Immunologic response

The regression of virus-infected cells involves a multifactorial response that includes cell-mediated immunity and induction of interferons. Individual variations in cell-mediated immunity may account for differences in severity and duration. Warts develop on many immunosuppressed patients. Warts occur more frequently, last longer, and appear in greater numbers in patients with AIDS or lymphomas and those taking immunosuppressive drugs. Patients with atopic eczema may not be at increased risk for viral warts, as was once suspected.

Treatment

Some types of warts respond quickly to routine therapy, whereas others are resistant. It should be explained to patients that warts often require several treatment sessions before a cure is realized. Because warts are confined to the epidermis, they can be removed with little, if any, scarring. To avoid scarring, treatment should be conservative. Treatment that results in a hand with many scars is not worthwhile for lesions that undergo spontaneous resolution (Figure 12-1).

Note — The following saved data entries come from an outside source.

PR #210, opened 2017-05-23
Make sure the item response has an exam id

millerts:


service/src/main/java/tds/exam/services/scoring/ResponseServiceImpl.java
```diff
@@ -113,7 +113,7 @@ public ReturnStatus updateScoredResponse(final ExamInstance examInstance,
 
         if (StringUtils.isNotEmpty(errorMessage)) {
             LOG.warn("Problem accessing exam item: {}", errorMessage);
-            final String message = configService.getFormattedMessage(examInstance.getClientName(), null, "T_UpdateScoredResponse", null);
+            final String message = configService.getFormattedMessage(examInstance.getClientName(), null, "T_UpdateScoredResponse");
```
millerts: This is removing a warning.

service/src/main/java/tds/exam/services/scoring/ResponseServiceImpl.java
```diff
@@ -126,6 +126,7 @@ public ReturnStatus updateScoredResponse(final ExamInstance examInstance,
         } else {
             updatedResponseBuilder = new ExamItemResponse.Builder()
                 .withExamItemId(existingExamItem.getId())
+                .withExamId(exam.getId())
```
millerts: examId was made required but this response wasn't setting it.  So any time we tried to save a response it would blow up.

service/src/test/java/tds/exam/services/scoring/ResponseServiceImplTest.java
```diff
@@ -141,4 +141,48 @@ public void itShouldSaveAPositiveScore() throws Exception {
         final ExamItemResponse persisted = responseCaptor.getValue();
         assertThat(persisted.getScore().get().getScore()).isEqualTo(1);
     }
+
+    @Test
+    public void itShouldSaveAnInitialPositiveScore() throws Exception {
+        final ExamInstance examInstance = ExamInstance.create(UUID.randomUUID(), UUID.randomUUID(), UUID.randomUUID(), "clientName");
```
millerts: The existing test covered the if an ExamItem had a response.  This tests if a new ExamItem that doesn't have a response is able to be committed.  This is the normal flow when an item is being answered for the first time.

PR #211, opened 2017-05-23
TDS-1001: Feature/exam segment tuning

jeffjohnson9046:
[TDS-1001](https://jira.fairwaytech.com/browse/TDS-1001):  Optimization for `ExamSegmentQueryRepositoryImpl`:
* Removed `ORDER BY`; the primary key will handle returning the data in the desired order
* Drop unused index
* Rename foreign key constraint


service/src/main/java/tds/exam/repositories/impl/ExamSegmentQueryRepositoryImpl.java
```diff
@@ -85,9 +85,7 @@ public ExamSegmentQueryRepositoryImpl(@Qualifier("queryJdbcTemplate") final Name
                 "   exam_segment_event se \n" +
                 "ON \n" +
                 "   last_event.exam_id = se.exam_id AND \n" +
-                "   last_event.id = se.id \n" +
-                "ORDER BY \n" +
-                "   segment_position \n";
+                "   last_event.id = se.id";
```
jeffjohnson9046: The primary key will guarantee the order; no need for `ORDER BY`.

jtreuting: Meaning it will default sort by primary key?  Is that guaranteed?

jeffjohnson9046: That is guaranteed; the primary key dictates how the data is physically stored for the table.  If you just did `SELECT * FROM exam_segment`, it'd be sorted by `exam_id` then `segment_position`.

jtreuting: That is not what I am seeing here: https://dba.stackexchange.com/questions/6051/what-is-the-default-order-of-records-for-a-select-statement-in-mysql

Though admittedly most answers I'm finding via google are older.  I always thought there was no guarantee of order on disk or returned results because the DB engine can optimize as it sees fit and each DB engine might do things differently.

jeffjohnson9046: Here are my thoughts after reading those links (which raise some questions) and additional research I've done:
* SQL as a language does not guarantee sort order.  A `SELECT` statement without an accompanying `ORDER BY` clause does not in self guarantee any sort order.
  * This is especially true when when querying against a heap table (i.e. a table without a primary key)
* The primary key on an InnoDB table is a [clustered index](https://dev.mysql.com/doc/refman/5.7/en/glossary.html#glos_clustered_index), which means the data is "organized based on the values of the primary key columns".  Presumably, this organization is based on whatever collation the table/columns/server is configured for.
* InnoDB treats tables with clustered indexes as [index-organized tables](http://use-the-index-luke.com/sql/clustering/index-organized-clustered-index), meaning the primary key and the table data are [stored in the same structure](http://www.ovaistariq.net/521/understanding-innodb-clustered-indexes/#.WSiRdhPytuY)
  * To me, this implies that the data is physically stored by how the primary key is organized
* In order to keep the clustered index's btree optimized, data must be sorted correctly (again, presumably according to the collation settings).
  * this is why inserts on non-sequential primary keys can be expensive; the btree must be re-organized if a record is inserted "in the middle".
  * Non-sequential primary keys can result in excessive [page splitting](https://www.percona.com/blog/2017/04/10/innodb-page-merging-and-page-splitting/), where the pages of data on disk must be re-organized to accommodate the new record
  * This behavior further leads me to believe the data in the primary key is stored in a particular order

**To summarize:**  I'm willing to acknowledge that my statement was somewhat inaccurate; MySQL itself may not guarantee a sort order.  However, I'm confident that given how the data is stored within the primary key in combination with the collation settings will return the data in the correct order.  At least, I've never seen otherwise.

Having said all that, if we want to add the `ORDER BY` back in, we can.  

PS:  I'm also reasonably confident that the code consuming this data does not need the `exam_segment` records to be sorted by `segment_position`.

PR #214, opened 2017-05-26
Add caching around content service

millerts:


scoring/pom.xml
```diff
@@ -19,10 +19,19 @@
...
         <ss-multijar.version>3.0.6</ss-multijar.version>
         <item-scoring.version>3.0.1</item-scoring.version>
-        <item-renderer.version>3.0.9</item-renderer.version>
+        <item-renderer.version>3.0.10</item-renderer.version>
+        <tds-common.version>0.0.21</tds-common.version>
     </properties>
 
     <dependencies>
+        <!-- TDS -->
+        <dependency>
```
millerts: This is the only addition.  I just grouped dependencies together in the other changes below

wtritch: works for me.  But isn't the tds-common version declared higher up in the pom hierarchy?  Should it be?  We need the exam service and the scoring service to be using the same version of tds-common

millerts: Good catch.

PR #218, opened 2017-05-30
Bugfix/resumptions exam page visibility

millerts:
Leveraging the work @burzum619 did initially this is a slightly altered and what I'm hoping a little simpler implementation.

Instead of relying on resumptions instead the exam service will mark pages as not visible if the grace period has passed and the page has been answered in full.


service/src/main/java/tds/exam/services/ExamService.java
```diff
@@ -110,14 +109,4 @@
...
-
-    /**
-     * Finds the previous item groups administered in previous exams for the student and assessment id
-     *
-     * @param studentId     the student id
-     * @param currentExamId the current exam id
-     * @param assessmentId  the assessment id for the exam
-     * @return a list of {@link tds.exam.models.ItemGroupHistory} for previous exams taken by the student for the assessment id
-     */
-    List<ItemGroupHistory> findPreviousItemGroups(final long studentId, final UUID currentExamId, final String assessmentId);
```
millerts: This is left over and not actually implemented.  The real implementation lives in the history service.

service/src/main/java/tds/exam/services/impl/ExamServiceImpl.java
```diff
@@ -407,105 +414,6 @@ public void pauseAllExamsInSession(final UUID sessionId) {
         return examAssessmentMetadatas;
     }
 
-    private List<ExamAssessmentMetadata> findEligibleExamAssessmentsForStudent(final long studentId, final Session session, final String grade) {
```
millerts: This was just moved so that the public methods are together.

service/src/main/java/tds/exam/services/impl/ExamServiceImpl.java
```diff
@@ -607,6 +513,120 @@ public void pauseAllExamsInSession(final UUID sessionId) {
...
+
+    /*
+        This method emulated StudentDLL.ResumeItemPosition_FN [5151]
+     */
+    private int findExamStartPosition(final List<ExamSegmentWrapper> examSegmentWrappers) {
+        Optional<ExamItem> maybeResumeExamItem;
+
+        // Find the first segment position where dateExited is not null or that has a satisfied permeable condition
+        /* StudentDLL.ResumeItemPosition_FN [5156] */
+        maybeResumeExamItem = getExamItemFromResumableSegment(examSegmentWrappers);
```
millerts: I'm not 100% sure this is necessary, but I left it in because it is in the legacy implementation.  It is very similar to the logic below but handles segment exits.

service/src/main/java/tds/exam/services/impl/ExamServiceImpl.java
```diff
@@ -945,6 +965,105 @@ private void updateExam(final Exam exam, final Exam updatedExam) {
         examStatusChangeListeners.forEach(listener -> listener.accept(exam, updatedExam));
     }
 
+    private List<ExamAssessmentMetadata> findEligibleExamAssessmentsForStudent(final long studentId, final Session session, final String grade) {
```
millerts: This is the moved method from above.

client/src/main/java/tds/exam/ExamPage.java
```diff
@@ -38,6 +39,8 @@ private ExamPage(Builder builder) {
         createdAt = builder.createdAt;
         deletedAt = builder.deletedAt;
         startedAt = builder.startedAt;
+        duration = builder.duration;
+        visible = builder.visible;
```
wtritch: Interesting, was duration just missing here before?

service/src/main/java/tds/exam/services/impl/ExamServiceImpl.java
```diff
@@ -607,6 +513,120 @@ public void pauseAllExamsInSession(final UUID sessionId) {
...
+    //If all items are answered and not in a grace period resume mark the pages as not visible
+    private void updateFinishedPages(final List<ExamSegmentWrapper> examSegmentWrappers, final boolean isGracePeriodResume) {
+        if(isGracePeriodResume) {
+            return;
+        }
+
+        List<ExamPage> examPages = examSegmentWrappers.stream()
+            .flatMap(segmentWrapper -> segmentWrapper.getExamPages().stream())
+            .filter(pageWrapper ->
+                // Find any pages that have items that have not yet been answered.
```
wtritch: nit: maybe change comment to "Filter out any incomplete pages" ?

service/src/main/java/tds/exam/services/impl/ExamServiceImpl.java
```diff
@@ -607,6 +513,120 @@ public void pauseAllExamsInSession(final UUID sessionId) {
...
+                pageWrapper.getExamItems().stream()
+                    .noneMatch(item -> !item.getResponse().isPresent()
+                        || (item.getResponse().isPresent() && !item.getResponse().get().isValid()))
```
wtritch: I think this can be simplified to:
```
item -> item.getResponse().isPresent() && item.getResponse().get().isValid()
```

service/src/main/java/tds/exam/services/impl/ExamServiceImpl.java
```diff
@@ -607,6 +513,120 @@ public void pauseAllExamsInSession(final UUID sessionId) {
...
+            || (examSegment.getExamSegment().isPermeable()
+            && examSegment.getExamSegment().getRestorePermeableCondition() != null);
+    }
+
+    private static boolean isItemResponseValid(final ExamItem examItem) {
+        return !examItem.getResponse().isPresent()
+            || (examItem.getResponse().isPresent()
+            && examItem.getResponse().get().getResponse().equals("")
+            && !examItem.getResponse().get().isValid());
+    }
```
wtritch: Why does this method return true when examItem.getResponse().get().isValid() returns false??

service/src/main/java/tds/exam/services/impl/ExamServiceImpl.java
```diff
@@ -607,6 +513,120 @@ public void pauseAllExamsInSession(final UUID sessionId) {
...
+        // If all items had a response, find the highest item position regardless of whether it has a response or not
+        ExamSegmentWrapper lastSegment = examSegmentWrappers.get(examSegmentWrappers.size() - 1);
+        ExamPageWrapper lastPage = lastSegment.getExamPages().get(lastSegment.getExamPages().size() - 1);
+        return lastPage.getExamItems().get(lastPage.getExamItems().size() - 1).getPosition();
+    }
+
+    private Optional<ExamItem> getExamItemFromResumableSegment(final List<ExamSegmentWrapper> examSegmentWrappers) {
+        Optional<ExamSegmentWrapper> maybeResumeExamSegment = examSegmentWrappers.stream()
+            .filter(this::isExamSegmentResumable)
+            .min(Comparator.comparingInt(o -> o.getExamSegment().getSegmentPosition()));
```
wtritch: If the segmentWrappers are already sorted, I don't think you need this min comparator, you could just grab the first.

service/src/main/java/tds/exam/services/impl/ExamServiceImpl.java
```diff
@@ -607,6 +513,120 @@ public void pauseAllExamsInSession(final UUID sessionId) {
...
+        }
+
+        // flat map all exam pages, items for this assessment/restart number
+        List<ExamItem> examItemsWithoutResponse = examSegmentWrappers.stream()
+            .flatMap(wrapper -> wrapper.getExamPages().stream()
+                .filter(pageWrapper -> pageWrapper.getExamPage().isVisible())
+                .flatMap(examPage -> examPage.getExamItems().stream()
+                    .filter(ExamServiceImpl::isItemResponseValid)
+                ))
+            .collect(Collectors.toList());
```
wtritch: If we're only ever using the "first" of these, you don't have to stream the whole collection, just grab the first.

service/src/main/java/tds/exam/services/impl/ExamServiceImpl.java
```diff
@@ -607,6 +513,120 @@ public void pauseAllExamsInSession(final UUID sessionId) {
...
+        if(isGracePeriodResume) {
+            return;
+        }
+
+        List<ExamPage> examPages = examSegmentWrappers.stream()
+            .flatMap(segmentWrapper -> segmentWrapper.getExamPages().stream())
+            .filter(pageWrapper ->
+                // Find any pages that have items that have not yet been answered.
+                pageWrapper.getExamItems().stream()
+                    .noneMatch(item -> !item.getResponse().isPresent()
```
millerts: I'll change this to use the private static method isItemResponseValid like the other methods that do this item check.

service/src/main/java/tds/exam/services/impl/ExamServiceImpl.java
millerts: Poorly named.

client/src/main/java/tds/exam/ExamPage.java
millerts: Yes, I think it was added because we knew we needed it but was not implemented.  Honestly, it was probably me and I forgot because duration is stored a bit differently on our side than on legacy.

service/src/main/java/tds/exam/services/impl/ExamServiceImpl.java
millerts: I've simplified it to the following:

```
    private static boolean isItemUnanswered(final ExamItem examItem) {
        return !examItem.getResponse().isPresent()
            || (examItem.getResponse().get().getResponse().equals("")
            && !examItem.getResponse().get().isValid());
    }
```

@jeffjohnson9046 I'm a bit confused by isValid.  Currently a exam_item_response` can have a populated `response` and still be invalid.  This logic (ported from legacy) seems to imply that the isValid matters for whether a question is answered.

service/src/main/java/tds/exam/services/impl/ExamServiceImpl.java
millerts: Good call.  This was a late modification of the previous work.

PR #220, opened 2017-05-31
Bugifx/irp fixing

millerts:


service/src/main/java/tds/exam/services/item/selection/ItemCandidateServiceImpl.java
```diff
@@ -264,6 +262,9 @@ public StudentHistory2013 loadOppHistory(UUID examId, String segmentKey) throws
                             response.setScore(score.getScore());
                             response.setScoreDimensions(score.getScoringDimensions());
                             response.loadDimensionScores(score.getScoringDimensions());
+                        } else {
+                            //Legacy scores are -1 not null
+                            response.setScore(-1);
```
millerts: Scores are never null in the legacy system.  They have a -1.  Added this for consistency since this flows through legacy item selection

service/src/main/java/tds/exam/services/item/selection/ItemCandidateServiceImpl.java
```diff
@@ -508,8 +509,7 @@ private ItemCandidatesData convertSegmentHolderToItemCandidateData(final Expanda
             groupBlock.getBlock(),
             exam.getExam().getSessionId(),
             false,
-            //TODO - Find out where isActive is coming from in legacy code
-            null);
+            !examSegment.isSatisfied());
```
millerts: This is the big fix.  I didn't realize what isActive meant, but after looking at the item selection DLL isActive just means it hasn't been satisfied...

jtreuting: oh, yeah i can see that being confusing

Warts obscure normal skin lines; this is an important diagnostic feature. When skin lines are reestablished, the warts are gone. Warts vary in shape and location and are managed in several different ways.

WARTS: THE PRIMARY LESION

Viral warts are tumors initiated by a viral infection of keratinocytes. The cells proliferate to form a mass but the mass remains confined to the epidermis. There are no "roots" that penetrate the dermis. Several types of warts form cylindrical projections. These projections are clearly seen in digitate warts that occur on the face (Figure 12-2). The projections become fused together in common warts on thicker skin (Figure 12-3); this produces a highly organized mosaic pattern on the surface. This pattern is unique to warts and is a useful diagnostic sign (Figure 12-4). Thrombosed black vessels become trapped in these projections and are seen as black dots on the surface of some warts (Figure 12-5). Although warts remain confined to the epidermis, the growing mass can protrude down and displace the dermis. Blunt dissection of a wart shows that the undersurface is smooth (Figure 12-6).

Common warts

Common warts (Verruca vulgaris) begin as smooth, flesh-colored papules and evolve into dome-shaped, gray-brown, hyperkeratotic growths with black dots on the surface (Figures 12-7 and 12-8). The black dots, which are thrombosed capillaries, are a useful diagnostic sign and may be exposed by paring the hyperkeratotic surface with a #15 surgical blade. The hands are the most commonly involved areas, but warts may be found on any skin surface. In general, the warts are few in number, but it is not unusual for common warts to become so numerous that they become confluent and obscure large areas of normal skin.

TREATMENT.

Topical salicylic acid preparations, liquid nitrogen (Figures 12-9 and 12-10), and very light electrocautery are the best methods of initial therapy. Blunt dissection is used for resistant or very large lesions. The technique for the application of salicylic acid is described in the treatment section for plantar warts.

CRYOTHERAPY.

The hyperkeratotic surface should be pared. Liquid nitrogen is then applied with either spray or cotton applicator application so that a 1- to 2-mm zone of frozen tissue is created and maintained around lesional skin for about 5 seconds. The area is allowed to thaw. A second or third freeze during the same treatment secession may increase the cure rate. 2 A small blister, sometimes hemorrhagic, is expected. Excessive freezing causes massive swelling, hemorrhagic blisters (see Figure 12-1), hypopigmentation or hyperpigmentation, and scarring. Sharp pain lasts for minutes and sometimes hours; some children tolerate the pain. Freezing may be repeated in 2 to 4 weeks.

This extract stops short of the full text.